MAY 29, 2026

The INR depreciation case: 22 years of data every Indian investor should see

Data deep-dive · Currency risk · 2004–2026

The rupee has lost over 50% of its value against the dollar since 2004 — crossing ₹93 in May 2026. Every rupee-only portfolio quietly bears this burden. Here's what the data actually shows.

Stats showing ₹/$ in Jan 2004 at 45.5, May 2026 at 93.4, total depreciation -51% over 22 years, avg annual slide 3.2%.

₹/$ year-end exchange rate, 2004–2026

Annual year-end spot rates. Note the rupee was ~₹39 in early 2008 (strongest point) before falling sharply.
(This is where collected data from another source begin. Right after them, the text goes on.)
PR #5726, opened 2018-09-11
refactor(core): All region-select-field to use RegionSelectField.tsx

alanmquach:
Removing the angular template and wiring up the directive to a proxy component that delegates to the react version.


app/scripts/modules/core/src/region/regionSelectField.directive.js
```diff
@@ -1,13 +1,72 @@
...
+      'field',
+      'account',
+      'provider',
+      'onChange',
+      'labelColumns',
+      'fieldColumns',
+      'readOnly',
+    ]),
+  )
+  .component('regionSelectFieldProxy', {
```
christopherthielen: seems like this intermediate component might not be necessary?  or is it?

Have a look at this similar example in https://github.com/spinnaker/deck/blob/0e984db58d5d41ca67f7b8ca98d6972977a021d2/app/scripts/modules/core/src/entityTag/notifications/entityNotifications.component.ts

alanmquach: You're right, it's not necessary. 👍

PR #5730, opened 2018-09-12
fix(core/serverGroup): Guard for existence of callbacks

christopherthielen:


christopherthielen:
@jrsquared @sbwsg

sbwsg:
nice

PR #5732, opened 2018-09-12
refactor(core/application): Add strong typing to ApplicationModelBuilder.createApplication()

christopherthielen:


app/scripts/modules/core/src/application/applicationModel.builder.ts
```diff
@@ -15,10 +15,7 @@ export class ApplicationModelBuilder {
   /**
    * This is mostly used in tests
    */
-  public createApplication(name: string, ...dataSources: any[]): Application {
-    if (Array.isArray(dataSources[0])) {
-      dataSources = dataSources[0];
-    }
+  public createApplication(name: string, ...dataSources: IDataSourceConfig[]): Application {
```
christopherthielen: `IDataSourceConfig[]` not `any[]`

PR #5733, opened 2018-09-13
fix(amazon): Fix empty security group dropdown due to nulled vpcId

alanmquach:
Since we filter security groups by vpcId, we end up filtering **all security groups** from the dropdown because the `vpcId` gets nulled when `vpcName` is missing from a `$scope.securityGroup`.


alanmquach:
Closing since this revert would break retaining VPC choice when cloning across accounts (since that match can only be done by `vpcName` as `vpcId` is unique across accounts.

PR #5735, opened 2018-09-13
feat(artifacts): add inline artifact editor for appengine artifacts

sbwsg:


app/scripts/modules/core/src/artifact/ExpectedArtifactSelectorViewControllerAngularDelegate.ts
```diff
@@ -0,0 +1,18 @@
+import { IScope } from 'angular';
+import { IArtifactAccount, IArtifactKindConfig } from 'core';
+
+export class ExpectedArtifactSelectorViewControllerAngularDelegate<ArtifactSource> {
```
danielpeach: would make this an abstract class

PR #5738, opened 2018-09-14
 fix(ux): hover flicker on cluster instances

gcomstock:
this flicker was annoying me


christopherthielen:
IDK what this does, but fine with me

PR #5740, opened 2018-09-14
feat(kubernetes): bake manifest artifacts inline editor

sbwsg:


sbwsg:
Fixes https://github.com/spinnaker/spinnaker/issues/2921

PR #5742, opened 2018-09-14
fix(cloudfoundry): module builds require the use of alias instead of a path directly in core

kevinawoo:


jrsquared:
`s/cloudfoundary/cloudfoundry/`

kevinawoo:
good catch, pushed

kevinawoo:
😞 another good catch. English is hard.

PR #5743, opened 2018-09-14
fix(ecs): angular is declared as global, so let's not redefine it

kevinawoo:


christopherthielen:
FWIW, I'd rather we align all typescript code to use `import` and `export` style, i.e.: https://github.com/spinnaker/deck/blob/532ab7784ca93569308c8f2ab80a18d313b910f9/app/scripts/modules/amazon/src/serverGroup/details/scalingPolicy/createScalingPolicyButton.component.ts

kevinawoo:
I thought I'd give it a try, but https://github.com/spinnaker/deck/blob/master/app/scripts/modules/ecs/src/ecs.module.ts#L39 I believe prevents me from doing that.

christopherthielen:
Where it's being used, switch to `import { CREATE_SCALING_POLICY_BUTTON } from './path/to/file'`, like so: 

https://github.com/spinnaker/deck/blob/master/app/scripts/modules/ecs/src/ecs.module.ts#L8

kevinawoo:
OH man, I derped hard on that, Thanks! It's been a while since I've been in actually js/ts app code -_-"

PR #6645, opened 2019-03-06
fix({core,amazon}/serverGroup): filter out empty tags, change 'tags' field type

erikmunson:
When messing with AWS deploy configs people sometimes click to add a tag but never populate it, and then end up saving it into the config. Example:

screen shot 2019-03-05 at 9 46 24 pm

Thing is, the task blows up because you can't actually set an empty tag, and at that point the app owner has no memory of adding an empty field in a form somewhere (maybe days/weeks/months prior). We could handle this better on the API side too (it gets all the way to Amazon and errors out there), but that empty tag is more like ephemeral UI state in this context and really ought to disappear when you leave the modal.

I also discovered that the `tags` field on `IServerGroupCommand` is defined as `IEntityTags`, not an object of strings. Based on some searching it doesn't seem like any code actually treats the `tags` field that way 🤷‍♂️.


app/scripts/modules/amazon/src/serverGroup/configure/wizard/AmazonCloneServerGroupModal.tsx
```diff
@@ -149,6 +160,7 @@ export class AmazonCloneServerGroupModal extends React.Component<
   }
 
   private submit = (command: IAmazonServerGroupCommand): void => {
+    this.normalizeCommand(command);
```
erikmunson: I went back and forth for a minute on putting this in `convertServerGroupCommandToDeployConfiguration`, but IMO empty keys are ephemeral component/view state that should be scrubbed before they hit any transformer/writer code. Happy to be convinced otherwise.

archana-s:
I feel like we should not store the values of this field and pass it if its empty.  Handling it in the form field file might feel cleaner: `ServerGroupAdvancedSettingsCommon.tsx`

app/scripts/modules/amazon/src/serverGroup/configure/wizard/AmazonCloneServerGroupModal.tsx
```diff
@@ -141,6 +141,17 @@ export class AmazonCloneServerGroupModal extends React.Component<
...
 
+  private normalizeCommand = ({ tags }: IAmazonServerGroupCommand) => {
+    if (!tags) {
+      return;
+    }
+    Object.keys(tags).forEach(key => {
+      if (!key.length && !tags[key].length) {
+        delete tags[key];
+      }
+    });
```
erikmunson: @jrsquared do you know whether this field needs reference equality for angular shenanigans once it hits the submit flow? I wrote it this way under that anxiety but if possible would love to generate a new `tags` object.

jrsquared: I do not _believe_ so, but I think I left it this way under the same anxiety.

erikmunson: glad to hear we're both entirely driven by FUD, will leave it as-is 😉

erikmunson:
@archana-s I agree with the philosophy of pushing ephemeral state as close to the field it comes from as possible, and if the stage config code this dialog interacts with was all React I would likely do that. In this case, however, the server group dialog is architected to think of the `command` that gets passed to Formik as a big, mutable source of truth for all the things happening in the form that Angular code then relies on to do some validation/other stage config stuff. As a result we typically do sanitization and transformation when the form is done using the command. Since we're already working in that architecture/mindset I'm skeptical of adding some kind of separate state inside the child component that tries to mutably keep a single `tags` object in sync with some other component local state.

Will hopefully not need all these awkward patterns once most/all of stage configuration is using React.

PR #6649, opened 2019-03-06
fix(core): titus run jobs override all other providers (#6647)

sbwsg:
Cherry-pick of https://github.com/spinnaker/deck/pull/6647

Since the Titus Run Job stage is written in React its provider config
includes a component field. stage.module.js responds to a component
field by rendering it into the DOM.

When multiple providers are available for a given stage (for example
with the Run Job stage) the baseProviderStage, an angular component, is
meant to be shown to the user for them to pick one.

Unfortunately the rendering of a React component from a provider config
short circuits the rendering of the baseProviderStage.

Resolving this first problem requires nulling out the `component` field
when baseProviderStage needs to be shown.

The follow-on issue is that baseProviderStage did not previously know
how to render react components. This meant that the user could pick a
Run Job stage, then choose the Titus provider, but they wouldn't see any
stage rendered.

The solution I've implemented is the fewest LOC change I could make - it
duplicates the rendering logic from `stage.module.js` into
baseProviderStage and threads the constructed props object from
stage.module.js down into the baseProviderStage.

The alternatives proposed were: 1. To try and split up baseProviderStage
or 2. Try to merge baseProviderStage into stage.module.js. I tried both
of these but didn't get either solution into a working state and ended
up with a huge mess of changed lines on my hands.

### DIFF
--- a/app/scripts/modules/core/src/pipeline/config/stages/baseProviderStage/baseProviderStage.html
+++ b/app/scripts/modules/core/src/pipeline/config/stages/baseProviderStage/baseProviderStage.html
@@ -1,8 +1,12 @@
 <div class="form-horizontal" ng-if="!viewState.loading">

The rate has more than doubled from 2004 lows to 2026.

Bar chart showing year-end INR to USD exchange rates, highlighting years of sharp depreciation such as 2008, 2011-2013, and 2022.

Key observation

The rupee hit its strongest point (~₹39/$) in early 2008 amid strong capital inflows, then collapsed 25% in months during the GFC. The 2013 "taper tantrum" and 2022 dollar surge caused further step-downs. By 2026 the rate is ~₹93 — more than double the 2004 level.

Nifty 50: returns in ₹ vs returns in $ (same investment, two currencies)
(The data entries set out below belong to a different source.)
PR #6654, opened 2019-03-08
feat(core): save pipelines stage was added

claymccoy:
Adds a new stage that can extract pipelines from an artifact and save them.
This exposes spinnaker/orca#2712 in the UI.


app/scripts/modules/core/src/pipeline/config/stages/savePipelines/savePipelinesConfig.controller.ts
```diff
@@ -0,0 +1,38 @@
+import { IController, IScope } from 'angular';
+import { defaults } from 'lodash';
+
+export class SavePipelinesConfigCtrl implements IController {
```
jkschneider: I think we should avoid net new angular code. Take a look at `EvaluateVariablesStageConfig` for an example of a React-based stage that doesn't require an angular bridge.

claymccoy: I started with one like that as an example, but abandoned it because stage-artifact-selector-react wasn't working correctly in the react HTML, and the only example of using stage-artifact-selector-react is like this.

claymccoy: yes, I'll update it to look like that

app/scripts/modules/core/src/pipeline/pipeline.module.ts
```diff
@@ -20,6 +20,7 @@ import './config/stages/gremlin/gremlinStage';
 import { GROUP_STAGE_MODULE } from './config/stages/group/groupStage.module';
 import { MANUAL_JUDGMENT_STAGE_MODULE } from './config/stages/manualJudgment/manualJudgmentStage.module';
 import { RESIZE_ASG_STAGE } from './config/stages/resizeAsg/resizeAsgStage';
+import { SAVE_PIPELINES_STAGE } from 'core/pipeline/config/stages/savePipelines/savePipelinesStage';
```
jkschneider: Just `import from 'core/pipeline/config/stages/savePipelines/savePipelinesStage';`

app/scripts/modules/core/src/pipeline/pipeline.module.ts
```diff
@@ -91,6 +92,7 @@ module(PIPELINE_MODULE, [
   PRODUCES_ARTIFACTS,
   RESIZE_ASG_STAGE,
   require('./config/stages/runJob/runJobStage.module').name,
+  SAVE_PIPELINES_STAGE,
```
jkschneider: Omit this.

app/scripts/modules/core/src/pipeline/config/stages/savePipelines/savePipelinesStage.ts
```diff
@@ -0,0 +1,26 @@
...
+module(SAVE_PIPELINES_STAGE, []).config(() => {
+  Registry.pipeline.registerStage({
+    label: 'Save Pipelines',
+    description: 'Saves pipelines defined in an artifact.',
+    key: 'savePipelinesFromArtifact',
+    component: SavePipelinesStageConfig,
+    executionDetailsSections: [ExecutionDetailsTasks, ExecutionArtifactTab],
+    producesArtifacts: false,
+    defaultTimeoutMs: 30 * 60 * 1000, // 30 minutes
+    validators: [],
```
jkschneider: This is the default

app/scripts/modules/core/src/pipeline/config/stages/savePipelines/savePipelinesStage.ts
```diff
@@ -0,0 +1,26 @@
...
+export const SAVE_PIPELINES_STAGE = 'spinnaker.core.pipeline.stage.savePipelinesStage';
+
+module(SAVE_PIPELINES_STAGE, []).config(() => {
+  Registry.pipeline.registerStage({
+    label: 'Save Pipelines',
+    description: 'Saves pipelines defined in an artifact.',
+    key: 'savePipelinesFromArtifact',
+    component: SavePipelinesStageConfig,
+    executionDetailsSections: [ExecutionDetailsTasks, ExecutionArtifactTab],
+    producesArtifacts: false,
```
jkschneider: This is the default

app/scripts/modules/core/src/pipeline/config/stages/savePipelines/SavePipelinesStageConfig.tsx
```diff
@@ -0,0 +1,30 @@
+import * as React from 'react';
+
+import { IStageConfigProps, StageConfigField } from 'core/pipeline';
+import { IArtifact, IExpectedArtifact, StageArtifactSelector } from '@spinnaker/core';
+
+export class SavePipelinesStageConfig extends React.Component<IStageConfigProps> {
```
jkschneider: Make `React.SFC`

app/scripts/modules/core/src/pipeline/config/stages/savePipelines/savePipelinesStage.ts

₹1 Cr invested in Nifty 50 at end of 2003. Left axis = INR value. The dollar-adjusted line shows what a foreign investor (or an Indian measuring in USD) actually earned — always lower due to currency drag.

Line chart comparing Nifty 50 returns in INR vs USD. Shows 12.6x growth in INR but only 6.2x in USD.

Key observation

Nifty 50 grew ~12.6× in INR terms (2003–2026). But in USD terms, that same investment grew only ~6.2× — because every rupee earned buys fewer dollars than before. The 6× gap is entirely the currency drag. This is the hidden cost of an INR-only portfolio.

Annual INR depreciation vs USD, 2004–2026

Positive bars = rupee fell vs dollar that year. Negative = rupee gained. The asymmetry is structural.

Bar chart showing annual INR change versus USD from 2004 to 2026, highlighting major red bars where rupee weakened.

Key observation

In 17 of 22 years, the rupee weakened. Only 2007, 2010, 2017 saw meaningful appreciation — all driven by global risk-on and dollar weakness, not India-specific strength. The 2022 spike (+11% depreciation) and continued slide through 2026 underscore the structural trend.